• WHAT IS NEEDED
Copies of all lines containing the string "into" are needed from the data below.

• RECORDS FOR PROCESSING
PR #2080, opened 2025-01-30
refactor: do not add js_library(types) to JsInfo.sources

jbedard:
No "types" should ever make it into runfiles or `JsInfo.[transitive_]sources` as it might trigger type-producing actions such as tsc.

I'm uncertain if packages in `js_library(types)` should be passed forward to `JsInfo.{npm_sources,npm_package_store_infos}` though.

---

Do not propagate `js_library(types)` or `JsInfo.[transitive_]types` to `JsInfo.sources`.

### Test plan

### DIFF
--- a/js/private/js_library.bzl
+++ b/js/private/js_library.bzl
@@ -198,15 +198,14 @@ def _js_library_impl(ctx):
         files = ctx.files.srcs,
     )
 
-    additional_sources, additional_types = _gather_sources_and_types(
+    additional_types_sources, additional_types = _gather_sources_and_types(
         ctx = ctx,
         targets = ctx.attr.types,
         files = ctx.files.types,
     )
 
     # Direct sources and types
-    sources = depset(transitive = [sources, additional_sources])
-    types = depset(transitive = [types, additional_sources, additional_types])
+    types = depset(transitive = [types, additional_types_sources, additional_types])
 
     # Transitive sources and types
     transitive_sources = [sources]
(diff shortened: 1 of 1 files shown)


js/private/js_library.bzl
```diff
@@ -216,18 +215,24 @@ def _js_library_impl(ctx):
...
 
-    # Collect transitive sources, types and npm providers from srcs+types+deps
-    for target in srcs_types_deps:
+    # Collect transitive sources, types and npm providers from js_library(srcs+deps)
+    for target in srcs_deps:
         if JsInfo in target:
             jsinfo = target[JsInfo]
             transitive_sources.append(jsinfo.transitive_sources)
             transitive_types.append(jsinfo.transitive_types)
             npm_sources.append(jsinfo.npm_sources)
```
gregmagolan, line 227: Targets in `types` may have npm deps they depend on so I think it is correct to propagate the `npm_package_store` infos as well.

Technically, this PR is a breaking change as we're changing the contract for the `types` attribute:

```
"""Same as `srcs` except all files are also provided as "types" available to downstream rules for type checking.
For example, a js_library with only `.js` files that are intended to be imported as `.js` files by downstream type checking
rules such as `ts_project` would list those files in `types`:
js_library(
    name = "js_lib",
    types = ["index.js"],
)
"""
```

With this change it is no longer "Same as `srcs`" but instead deps added to `types` only propogate their types and not their sources. That does seem like a better pattern for that attribute... essentially if you wanted something that wouldn't be normally be a type to be included in types then you would put it in `types`. If you also wanted it in sources then you would put it in both `types` and `sources`. With this change you can pass a dep with both sources and types and intentionally strip out the sources.

However, the question is how breaking is this for users? My guess is that very few ppl are using the `types` attribute and this could be marked as a "fix" under the reasoning that the past behaviour was not correct.

gregmagolan: Semver police might overlook this one :)

jbedard:
Since this is a rarely used API I think I'll drop this for now...

PR #2082, opened 2025-02-05
Use Label.repo_name instead of Label.workspace_name

EdSchouten:
According to the documentation, Label.workspace_name is deprecated:

https://bazel.build/rules/lib/builtins/Label.html#workspace_name

Label.repo_name behaves identically and is available in Bazel 6 and later.

### Test plan


jbedard (approved):

jbedard:
Thank you! 👍

PR #2087, opened 2025-02-06
chore: remove unused rules_go dev dep

jbedard:
I don't know why this was here? The e2e rules_docker test specifies it's there to fix a rules_docker bug so I left it there.

---

### Test plan


alexeagle (approved):
🧹

PR #2099, opened 2025-02-11
devserver: use readline instead of reading from raw stdin

dmiller-figma:
Without this change, it is theoretically possible for the `IBAZEL_*` messages to be combined in to one chunk, or have one message be split across other chunks. This would cause the `.includes` checks to either fail to see a message, or only see one message when in reality both were present.

### Test plan

This is somewhat difficult to test as it depends on timing. It does seem to reliably happen when the devserver is first starting up and receives a bunch of messages quickly as it hasn't processed any of them yet.

### DIFF
--- a/js/private/js_run_devserver.mjs
+++ b/js/private/js_run_devserver.mjs
@@ -4,6 +4,7 @@ import * as fs from 'node:fs'
 import * as os from 'node:os'
 import * as child_process from 'node:child_process'
 import * as crypto from 'node:crypto'
+import * as readline from 'node:readline'
 
 // Globals
 const RUNFILES_ROOT = path.join(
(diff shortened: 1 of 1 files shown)


thesayyn (approved):
LGTM, i'll defer to @jbedard for final look

js/private/js_run_devserver.mjs
```diff
@@ -452,10 +453,11 @@ async function main(args, sandbox) {
         })
 
         // Process stdin data in order using a promise chain.
-        let syncing = Promise.resolve()
-        process.stdin.on('data', async (chunk) => {
```
jbedard, line 456: I think both the `async` and `return` were pointless? 🤔

jbedard (approved):

jbedard:
Also LGTM 👍

alexeagle:
@dmiller-figma do you mind clicking through the CLA?

dmiller-figma:
Hey @alexeagle, waiting on legal approval from my end. Will ping them again

PR #2101, opened 2025-02-11
feat: support pnpm v10

### LINKED ISSUE #2100: [FR]: pnpm 10

Pnpm 9.15 is the latest version of PNPM available.

### Describe the feature

Can we please add pnpm versions until 10.3.0: https://www.npmjs.com/package/pnpm 
to https://github.com/aspect-build/rules_js/blob/main/npm/private/versions.bzl

jbedard:
Close #2100

---

Add tests + official support for pnpm v10+. Note there have been reports of bugs with pnpm-lock.yaml files generated with pnpm v10.0 where the [lockfiles can not be parsed by jq](https://github.com/aspect-build/rules_js/issues/2100#issuecomment-2668453889). The known scenarios of this occurring seem to no longer exist in pnpm v10.1+.

### Test plan

- New test cases added


e2e/pnpm_lockfiles/lockfile-test.bzl
```diff
@@ -198,8 +201,8 @@ def lockfile_test(npm_link_all_packages, name = None):
             ":.aspect_rules_js/node_modules/lodash@4.17.21/dir",
 
             # Patched dependencies
-            ":.aspect_rules_js/node_modules/meaning-of-life@1.0.0_o3deharooos255qt5xdujc3cuq",
-            "@%s__meaning-of-life__1.0.0_o3deharooos255qt5xdujc3cuq//:pkg" % lock_repo,
```
jbedard, line 202: pnpm v10 changed hashes from 26 characters to 64 characters, this causes it to go above the [arbitrary 32 limit we have in rules_js](https://github.com/aspect-build/rules_js/blob/f81d70e46eb83d8c8937cbc2ae20151d0317c065/npm/private/pnpm.bzl#L273-L277) so this becomes a hash (of a hash in this case).

e2e/pnpm_lockfiles/projects/peer-types/package.json
```diff
@@ -2,11 +2,18 @@
     "name": "test-peer-types",
     "private": true,
     "description": "A package with peer dependencies including: workspace, link, also-in-dev, odd version specifiers",
-    "peerDependencies": {
+    "devDependencies": {
         "@scoped/a": "workspace:*",
         "@scoped/b": "link:../b",
```
jbedard, line 7: All of these odd version specified (except `workspace:*`) are no longer valid `peerDependencies` in v10 so I'm changing the test

e2e/pnpm_lockfiles/setup.sh
```diff
@@ -4,13 +4,17 @@
...
-pushd base && npx pnpm@8.6.0 install --lockfile-only && mv pnpm-lock.yaml ../v61/ && popd
+pushd base && npx -y pnpm@8.5.1 install --lockfile-only && mv pnpm-lock.yaml ../v60/ && popd
+pushd base && npx -y pnpm@8.6.0 install --lockfile-only && mv pnpm-lock.yaml ../v61/ && popd
 
 # pnpm v9.0.0 bumped the lockfile version to 9.0
-pushd base && npx pnpm@^9.0 install --lockfile-only && mv pnpm-lock.yaml ../v90 && popd
+pushd base && npx -y pnpm@~9 install --lockfile-only && mv pnpm-lock.yaml ../v90 && popd
+
+# pnpm v10
+pushd base && npx -y pnpm@~10 install --lockfile-only && mv pnpm-lock.yaml ../v10 && popd
```
jbedard: Note that ~10.0 has bugs with URLs being fully resolved within `{name}@{version}` values in the yaml, so this is `~10` instead of `~10.0` like I originally had it. I've made the same change to the v9 line above (which did not cause any changes to the v9 lockfile, but I'd like to change it so we are aware of future changes).

e2e/pnpm_lockfiles/MODULE.bazel
```diff
@@ -10,6 +10,7 @@ PNPM_LOCK_VERSIONS = [
     "v60",
     "v61",
     "v90",
+    "v10",
```
alexeagle: naming convention left something to be desired. Seems this should be v100 so you have a way to express v10.2

e2e/pnpm_lockfiles/lockfile-test.bzl
alexeagle: why not just increase that arbitrary limit to 64? It feels wrong to me for us to throw away bits of entropy here, since it raises the question "can we have collisions"

alexeagle (approved):

e2e/pnpm_lockfiles/lockfile-test.bzl
jbedard: Technically that would be a "breaking change" if we simply change 32 to 64 because it will change repository names of packages. That is the type of thing I want to explore more while looking into rules_js v3 and I have similar changes in https://github.com/aspect-build/rules_js/pull/2177 atm

e2e/pnpm_lockfiles/MODULE.bazel
jbedard: I'll change that to v100 👍

PR #249, opened 2025-04-03
Update itwin versions and add tests for line styles

DanRod1999:
Add tests for importing line styles, and bump itwin versions to consume new core-backend package with updated imodel-native code that fixes the bug with imported line styles.


packages/transformer/src/test/standalone/IModelTransformer.test.ts
```diff
@@ -5260,4 +5272,356 @@ describe("IModelTransformer", () => {
...
+          assert.equal(row.name, "LineCodeV1");
+          rowCount++;
+        }
+        assert.equal(rowCount, 2);
+      }
+    );
+
+    transformer.dispose();
+    iModelDb.close();
+    targetDb.close();
```
DanRod1999, line 5428: need to delete db's after test

packages/transformer/src/test/standalone/IModelTransformerHub.test.ts
```diff
@@ -3498,7 +3498,7 @@ describe("IModelTransformerHub", () => {
         master: {
           manualUpdate(db) {
             const notDeleted = db.elements.deleteDefinitionElements([
-              spatialViewDef.id,
+              spatialViewDef!.id,
```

• PROBLEM SOLUTION
No "types" should ever make it into runfiles or `JsInfo.[transitive_]sources` as it might trigger type-producing actions such as tsc.
jbedard: Technically that would be a "breaking change" if we simply change 32 to 64 because it will change repository names of packages. That is the type of thing I want to explore more while looking into rules_js v3 and I have similar changes in https://github.com/aspect-build/rules_js/pull/2177 atm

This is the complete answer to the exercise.